Special economic Zones and specified coastal cities organisations that are eligible for export related or technologically advanced also make up a 50 percent reduction in the income tax rate. A main important goods, some tax reduction is accepted in case of power projects, coal mining and petroleum refining projects.
Employment and Infrastructure:
The Indian FDI policy, this particular aspect is a noteworthy one when compared to the other competing nations in the issue of employment of foreign personal without any restrictions on their employment in the host countries like in India they are prevalent in most nations which include ASEAN nations as well as in China. Further, though India has a huge number of free trade zones and 100percent export related bases providing similar advantages; their working is diminished by region based on infrastructural problems. These methods require greater interest of the policy areas, easiness of entry ways, increasing of equity ceiling, introduction of a negative list, making ease to use of operating systems and methods, IPR legislation and a detailed disputes settlement system are necessary.
As long as India and its reforms are marketed aggressively, the expected dropdowns from policy liberalisation will be subnormal.

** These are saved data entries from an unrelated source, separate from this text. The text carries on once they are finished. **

PR #85614, opened 2022-04-01
keep unassigned reasons

idegtiarenko:
Keep track of unassigned shards

### DIFF
--- a/server/src/internalClusterTest/java/org/elasticsearch/cluster/allocation/AwarenessAllocationIT.java
+++ b/server/src/internalClusterTest/java/org/elasticsearch/cluster/allocation/AwarenessAllocationIT.java
@@ -150,7 +150,6 @@ public class AwarenessAllocationIT extends ESIntegTestCase {
         assertThat(counts.get(B_0), anyOf(equalTo(2), equalTo(3)));
     }
 
-    // @AwaitsFix(bugUrl = "TODO")
     public void testAwarenessZonesIncrementalNodes() {
         Settings commonSettings = Settings.builder()
             .put("cluster.routing.allocation.awareness.force.zone.values", "a,b")
--- a/server/src/internalClusterTest/java/org/elasticsearch/cluster/allocation/AwarenessAllocationIT.java
+++ b/server/src/internalClusterTest/java/org/elasticsearch/cluster/allocation/AwarenessAllocationIT.java
@@ -150,7 +150,7 @@ public class AwarenessAllocationIT extends ESIntegTestCase {
         assertThat(counts.get(B_0), anyOf(equalTo(2), equalTo(3)));
     }
 
-    @AwaitsFix(bugUrl = "TODO")
+    // @AwaitsFix(bugUrl = "TODO")
     public void testAwarenessZonesIncrementalNodes() {
         Settings commonSettings = Settings.builder()
             .put("cluster.routing.allocation.awareness.force.zone.values", "a,b")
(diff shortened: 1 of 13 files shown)


server/src/main/java/org/elasticsearch/cluster/routing/allocation/allocator/DesiredBalanceService.java
```diff
@@ -238,13 +238,19 @@ boolean updateDesiredBalanceAndReroute(DesiredBalanceInput desiredBalanceInput,
...
+        }
+
         logger.trace(
             hasChanges
                 ? "newer cluster state received, publishing incomplete desired balance and restarting computation"
                 : "desired balance computation converged"
         );
 
-        final DesiredBalance newDesiredBalance = new DesiredBalance(desiredAssignments);
+        final DesiredBalance newDesiredBalance = new DesiredBalance(desiredAssignments, unassigned);
```
idegtiarenko, line 253: We might consider only keeping only the count for now

server/src/main/java/org/elasticsearch/cluster/routing/allocation/allocator/DesiredBalanceService.java
```diff
@@ -238,13 +238,19 @@ boolean updateDesiredBalanceAndReroute(DesiredBalanceInput desiredBalanceInput,
             );
         }
 
+        final var unassigned = new HashMap<ShardId, UnassignedInfo>();
+        for (var ignored : routingAllocation.routingNodes().unassigned().ignored()) {
+            assert ignored.unassignedInfo() != null;
+            unassigned.put(ignored.shardId(), ignored.unassignedInfo());
```
DaveCTurner, line 244: I think we need something finer-grained than `ShardId` for the key - we might have just created a new copy for an existing shard (e.g. increased `number_of_replicas`). The primary could be assigned, the existing replica could be `DECIDERS_NO` and the new replica could be `NO_ATTEMPT`.

Also I think the only meaningful status here will be `DECIDERS_NO` - the other possibilities can only come from one of the existing-shards allocators I think.

server/src/internalClusterTest/java/org/elasticsearch/cluster/allocation/AwarenessAllocationIT.java
```diff
@@ -150,7 +150,7 @@ public void testAwarenessZones() {
         assertThat(counts.get(B_0), anyOf(equalTo(2), equalTo(3)));
     }
 
-    @AwaitsFix(bugUrl = "TODO")
+    // @AwaitsFix(bugUrl = "TODO")
```
DaveCTurner, line 153: Maybe just drop this?

server/src/main/java/org/elasticsearch/cluster/routing/allocation/allocator/DesiredBalanceService.java
```diff
@@ -253,7 +262,7 @@ boolean updateDesiredBalanceAndReroute(DesiredBalanceInput desiredBalanceInput,
                     final var newNodes = desiredAssignment.getValue();
                     final var oldNodes = desiredBalance.desiredAssignments().get(shardId);
                     if (newNodes.equals(oldNodes)) {
-                        logger.trace("{} desired balance unchanged,   allocating to {}", shardId, newNodes);
+                        logger.trace("{} desired balance unchanged, allocating to {}", shardId, newNodes);
```
DaveCTurner, line 265: The extra spaces were to keep it lined up with the `now allocating` message in the `else` branch in the logs. I'm ok to remove them, but they seemed helpful sometimes.

DaveCTurner (approved):
LGTM, left a couple of nonblocking comments.

PR #85621, opened 2022-04-01
Speed up JsonXContentParser token conversion and text()

original-brownbear:
This reduces the compile size of convert token by about 20 bytes making it inline in a couple
of places that wouldn't inline before once `unknownTokenException` is deoptimized as dead code.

To create India as a perfect trade location will be able to introduce stability in the system add up policy alterations as is being done in case of electrical and telecom services can result in a whole suspicion regarding the stability and integrity of nay policy construction.
FDI statistics in India and China:
A proper quantity of countries openness to FDI reduced by the size of the host nation which is supportive characteristic of an economy to welcome FDI. Nations vary in their economic and market size and the size of FDI inflows which are to be judged based on the size of host economy.

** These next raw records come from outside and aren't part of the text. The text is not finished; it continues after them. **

PR #87809, opened 2022-06-17
Simplify bootstrap error logging

rjernst:
During startup of Elasticsearch we go to great lengths to present errors
in a meaningful way to users. Over time, though, the error handling has
been amended to address various issues, and that has resulted in a
complicated system of try/catches handling various cases. One
particularly kludgy piece is removing the console logger in special
cases to avoid printing exceptions to the console. Additionally, the
console removal wasn't actually effective because later in exception
handling the exception would be both logged anyways, and then also sent
to stderr, meaning that we could see the same exception several times.

This commit reworks how exceptions are logged during bootstrap. To
address the concern of printing full exceptions to the console, a new
log4j exception filter is added to the console appender which will only
print out the exception message and some additional explanatory info. To
address logging multiple times, the try/catch within init is removed so
that excpetions can propagate to the try/catch in main, which now
handles all exceptions. Additionally, phase 1 (before logging) handles
it's own failure cases since there is definitely no logging at that
time. This simplifies the other failure cases latere so that they do not
need to check if logging has been initialized through sysprops.

### DIFF
--- a/server/src/main/java/org/elasticsearch/bootstrap/Elasticsearch.java
+++ b/server/src/main/java/org/elasticsearch/bootstrap/Elasticsearch.java
@@ -42,8 +42,9 @@ class Elasticsearch {
 
         PrintStream out = getStdout();
         PrintStream err = getStderr();
+        final ServerArgs serverArgs = initPhase1(err);
+
         try {
-            final ServerArgs serverArgs = initPhase1();
             initPidFile(serverArgs.pidFile());
             Bootstrap.init(
                 serverArgs.daemonize() == false,
@@ -64,8 +65,8 @@ class Elasticsearch {
             exitWithUserException(err, ExitCodes.CONFIG, e);
         } catch (UserException e) {
             exitWithUserException(err, e.exitCode, e);
-        } catch (Exception e) {
-            exitWithUnknownException(err, e);
+        } catch (Throwable t) {
+            exitWithUnknownException(err, t);
         }
     }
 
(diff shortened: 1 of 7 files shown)


server/src/main/java/org/elasticsearch/common/logging/ConsoleThrowablePatternConverter.java
```diff
@@ -0,0 +1,58 @@
...
+     *
+     * @param config  The current Configuration.
+     * @return instance of class.
+     */
+    public static ConsoleThrowablePatternConverter newInstance(final Configuration config, final String[] options) {
+        return new ConsoleThrowablePatternConverter(options, config);
+    }
+
+    @Override
+    public void format(final LogEvent event, final StringBuilder toAppendTo) {
```
pgomulka, line 41: the logic here seems to be very simple, but do you think it is worth a test?

server/src/main/java/org/elasticsearch/bootstrap/Elasticsearch.java
```diff
@@ -75,18 +76,18 @@ private static void exitWithUserException(PrintStream err, int exitCode, Excepti
...
-            // this is a horrible hack to see if logging has been initialized
-            // we need to find a better way!
-            Logger logger = LogManager.getLogger(Elasticsearch.class);
-            logger.error("fatal exception while booting Elasticsearch", e);
-        }
-        // format exceptions to the console in a special way to avoid 2MB stacktraces from guice, etc.
-        StartupException.printStackTrace(e, err);
+    private static void exitWithUnknownException(PrintStream err, Throwable e) {
+        Logger logger = LogManager.getLogger(Elasticsearch.class);
+        logger.error("fatal exception while booting Elasticsearch", e);
```
pgomulka, line 81: so given we use %consoleException for console appender this will result with `Elasticsearch failed to startup normal...` in console.
However we will print full stacktrace in server logs now? Do we want this?

pgomulka: I am worried that this is harder to control. THe exception formatting in json logs is controlled by ecs-logging-lib and I don't see a way to limit the size of stactrace..
https://github.com/elastic/ecs-logging-java/blob/723a5572eb9f9f462605df2cf7a601571c4e6dee/ecs-logging-core/src/main/java/co/elastic/logging/EcsJsonSerializer.java#L239

pgomulka (changes requested):
I left comments, I think this all looks good.
However I wonder if we do not miss a feature in ecs-logging-java to allow for custom throwable formatting in order to limit the size of the stacktrace. I don't see how to do this now.
let me know what you think

pgomulka (approved):
LGTM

Certain Indicators of Relative FDI Performance:
A nation with a ratio of FDI to GDP that is more than one is believed to have getting more FDI than the size of its economy. It shows that the nation may have a comparative benefit in making of enhanced growth features showing up extensive market size for foreign company. On the other hand, a nation that has the ratio value less than one will be more protectionists or technically not sound or may have a political or social movement which indicates hinders the investment inflows. On a whole, FDI-GDP ratio is an index which determines the existing investment environment of the host economy. Nations with more methods for liberalisation policies and measures tend to have much higher stake FDI inflows to their GDP.
Inward FDI flows as a percentage of Gross fixed Capital Formation (GFCF):
A normal method of the relative size of FDI is the "FDI/capital formation ratio", given by the quantity of FDI inflows in one year divided by the total fixed assets inflows made by foreign and local organisations in the same year. FDI flows represented as a percent of GDCF can provide a basic method of the significance of FDI in an economies capital formation. The share of inner FDI investments as a percent of GFCF measures the relative weight of FDI in summed up accumulation investment taking place in the host economy. [20, 21]

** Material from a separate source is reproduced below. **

PR #87810, opened 2022-06-17
SQL: Make automatic type conversion consistent for comparisons

### LINKED ISSUE #77055: SQL: Comparison beetween datetime field and string behaves inconsistently when used in filter vs. projection, grouping and ordering
All kinds of comparisons between a datetime field and a string behave as expected in `WHERE` clauses but produce `null` in `SELECT`, `GROUP BY` and `ORDER BY` clauses.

Sunrise sector investment:
Inspite India is a first phase FDI attraction, China is a more destination of FDI for inflow in the sunrise sectors. Totally against to the Indian scenario, the EU, a comparatively small investor in China, is tending to invest more in the high-tech industries when compared to the Japanese or American sectors of investment.
China should be considered as an example, till now the foreign inflows is being invested in those places where there was a slow down nature in China, the Chinese government is not that particular about the kind of technology the foreign investor is setting up in the host nation. The system is partitioned and is taken into consideration about the debate in the political situations, which are the most frequent happening in a democratic state like India. This kind of system was more attractive as an destination for the foreign investors. South Korea also has been able to set up modern technology in growing sectors so as it can cope up with the competitive edge in the export sector.
Pre-Adjustment composition of FDI inflows in India and China IFC:
According to it, the FDI in India was classified by the RBI in such a procedure that does not give its conformation as the International standard as it does not involve several techniques, which are involved in the International reporting conditions of IMF as stated in table 10. When taken into consideration the international set of rules as well as to China, the show up of FDI investments in India's balance of payments statistics is a way to show much smaller channel of FDI investments. This was because it was restricted into only to the foreign economy equity implement on the basis of attainment/conversion of equity or preference stakes to foreign direct investors. Some of stakes to foreign direct investors, some of the basic techniques that India removed from IMF classification while predicting the original FDI investment was:
- Reinvested benefits by foreign organisations.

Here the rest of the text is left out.